= Recorded information =
● ● ● ● ●

Issue #225, opened 2021-11-15
AiiDAlab fails to start with error `File system loop detected; ‘/home/aiida/aiida’ is part of the same file system loop as ‘/home/aiida’.`


csadorf:
After I clean the `.trash/` and rerun the `manage.py` I got:

```
...
aiidalab_1  | + verdi daemon stop
aiidalab_1  | Profile: default
aiidalab_1  | Warning: Deleted apparently stale daemon PID file as its associated process<1276> does not exist anymore
aiidalab_1  | Waiting for the daemon to shut down... The daemon was not running.
aiidalab_1  | + verdi database migrate --force
aiidalab_1  | + verdi daemon start
aiidalab_1  | Starting the daemon... RUNNING
aiidalab_1  | *** Running /etc/my_init.d/80_prepare-aiidalab.sh...
aiidalab_1  | + export SHELL=/bin/bash
aiidalab_1  | + SHELL=/bin/bash
aiidalab_1  | + '[' '!' -e /home/aiida/.ipython/profile_default/startup/aiida_magic_register.py ']'
aiidalab_1  | + '[' '!' -e /home/aiida/apps ']'
aiidalab_1  | + '[' '!' -e /home/aiida/apps/home ']'
aiidalab_1  | + [[ -d /home/aiida/apps/home ]]
aiidalab_1  | + [[ ! -L /home/aiida/apps/home ]]
aiidalab_1  | + [[ '' == 1 ]]
aiidalab_1  | + reentry scan
aiidalab_1  | + '[' -e /home/aiida/.trash ']'
aiidalab_1  | + find -L /home/aiida -maxdepth 3 -name apps_meta.sqlite -delete
aiidalab_1  | find: File system loop detected; ‘/home/aiida/aiida’ is part of the same file system loop as ‘/home/aiida’.
aiidalab_1  | *** /etc/my_init.d/80_prepare-aiidalab.sh failed with status 1
aiidalab_1  | 
aiidalab_1  | *** Killing all processes...
aiidalab_1  | Nov 15 12:48:07 53e6cb9c8379 syslog-ng[115]: syslog-ng shutting down; version='3.13.2'
aiidalab-docker-stack_aiidalab_1 exited with code 1
```

_Originally posted by @unkcpz in https://github.com/aiidalab/aiidalab-docker-stack/issues/223#issuecomment-968879111_

csadorf:
[...]

PR #236, opened 2022-01-06
Update recommended approach for local deployment to use aiidalab-launch

csadorf:
- Replaces the documentation for launching AiiDALab locally to recommend the use of [aiidalab-launch](https://github.com/aiidalab/aiidalab-launch/) instead of manage.py
- Removes all scripts related to manage.py.


csadorf:
⚠️ @yakutovicha This approach will fail until we have made a new release that includes #225 . ⚠️ 

I would prefer to merge that first so that users do not get the impression that the launch tool is buggy from the start.

yakutovicha (approved):

PR #390, opened 2023-06-28
Using reusable CI workflows for docker stack build

unkcpz:
This is a rearrangement of docker build CI. The CI was run to build everything (every target with two architecture, that is 8 things to build) in one action which makes the CI takes very long and hard to debug. The tests also was happened within one action for all the docker stacks. 

I adopt the way how jupyter community managing their CI test, https://github.com/jupyter/docker-stacks. The idea is to using github reusable workflow without duplicating the CI workflows. 

The final outcome of build didn't change too much, for every new PR, once it successfully build and tests passed, the docker image with tag `pr-xxx` is uploaded to gitub container registry https://github.com/orgs/aiidalab/packages. https://github.com/aiidalab/aiidalab-docker-stack/pkgs/container/full-stack/105900232?tag=pr-390 is the full-stack image by this PR. For different commit of the PR, it is distinguished by new `sha-xxx` tag. The `pr-xx` is pointed to the latest built images(and tests passed, this is different from the previous implementation where the unit tests are run after upload to `ghcr`, it is easy to separate the tests from the build and make it independent of upload to ghcr, @danielhollas @yakutovicha any opinion on this? I prefer only to upload the test-passed images).

A new thing is for every image build, the image is exported to the workflow artifacts and kept there for 3 days, this can be downloaded and tested locally. The artifacts will be uploaded even if the unit tests are failed. The artifacts of CI workflow by this PR is in https://github.com/aiidalab/aiidalab-docker-stack/actions/runs/5421607053?pr=390

Moreover, the CI workflow is clear and nice IMO:

image

- [x] clear name between "arch" and "platform", the arch is either "x86_64" and "aarch64", the platform is what used in docker build, is either "linux/arm64" or "linux/amd64".


unkcpz:
The push to dockerhub will only happened when making the release (when `github.ref` is `tags/v*`) but I trigger it manually and test on my own dockerhub repo https://hub.docker.com/repository/docker/jusong/base/tags?page=1&ordering=last_updated

unkcpz:
Since it is hard to review this one and the PR is needed for further developments, I made the decision to merge and release to test. If anything breaks on dockerhub I can always push new to override. Some actions can only be tangibly tested when released.

docker-bake.hcl
```diff
@@ -40,10 +45,8 @@ variable "TARGETS" {
 function "tags" {
   params = [image]
   result = [
-    "${REGISTRY}${ORGANIZATION}/${image}:${VERSION}",
-    "${REGISTRY}${ORGANIZATION}/${image}:python-${PYTHON_VERSION}",
```
danielhollas, line 44: @unkcpz why was this removed? I think we want to keep using these tags on Dockerhub, no? Also, what is the purpose of the `newly-build` tag?

btw: Thanks for working on this! Looks much cleaner now.

unkcpz: This is not used for push to the remote registry. When push to the remote, tags are defined from action it self, see [here](https://github.com/aiidalab/aiidalab-docker-stack/blob/5ed9b82f11ee02c1dac85d0afc00d810eba45e59/.github/workflows/docker-push.yml#L59-L66)

> Also, what is the purpose of the newly-build tag?

In the merge architecture action, the images are downloaded from artifacts uploaded. The newly-build tag is used to point to the image built from the github workflow. It can be `latest`, but if the latest is not found from the downloaded artifact, there are also remote `latest` tag that will be pulled automatically from the registry, which may cause the issue that the test may not run on the image that builds from the PR.

danielhollas: Thanks for the explanation. How are the latest and new-build tags distinguished when you have multiple PRs?

unkcpz: If you mean the images build in one PR, if a new commit is pushed to remote, I use concurrency workflow to make sure only one build is running https://github.com/aiidalab/aiidalab-docker-stack/blob/c97288e0c7b98cd6c52002f56aca6cc6a7e14310/.github/workflows/docker.yml#L55-L59

Thus the `pr-xxx` and `sha-xxx` tag will be generated only from one specific commit.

● ● ● ● ●

= Requirement =
Where a line of the listing holds "prefer", show that line.

= Response to this task =
I would prefer to merge that first so that users do not get the impression that the launch tool is buggy from the start.
The final outcome of build didn't change too much, for every new PR, once it successfully build and tests passed, the docker image with tag `pr-xxx` is uploaded to gitub container registry https://github.com/orgs/aiidalab/packages. https://github.com/aiidalab/aiidalab-docker-stack/pkgs/container/full-stack/105900232?tag=pr-390 is the full-stack image by this PR. For different commit of the PR, it is distinguished by new `sha-xxx` tag. The `pr-xx` is pointed to the latest built images(and tests passed, this is different from the previous implementation where the unit tests are run after upload to `ghcr`, it is easy to separate the tests from the build and make it independent of upload to ghcr, @danielhollas @yakutovicha any opinion on this? I prefer only to upload the test-passed images).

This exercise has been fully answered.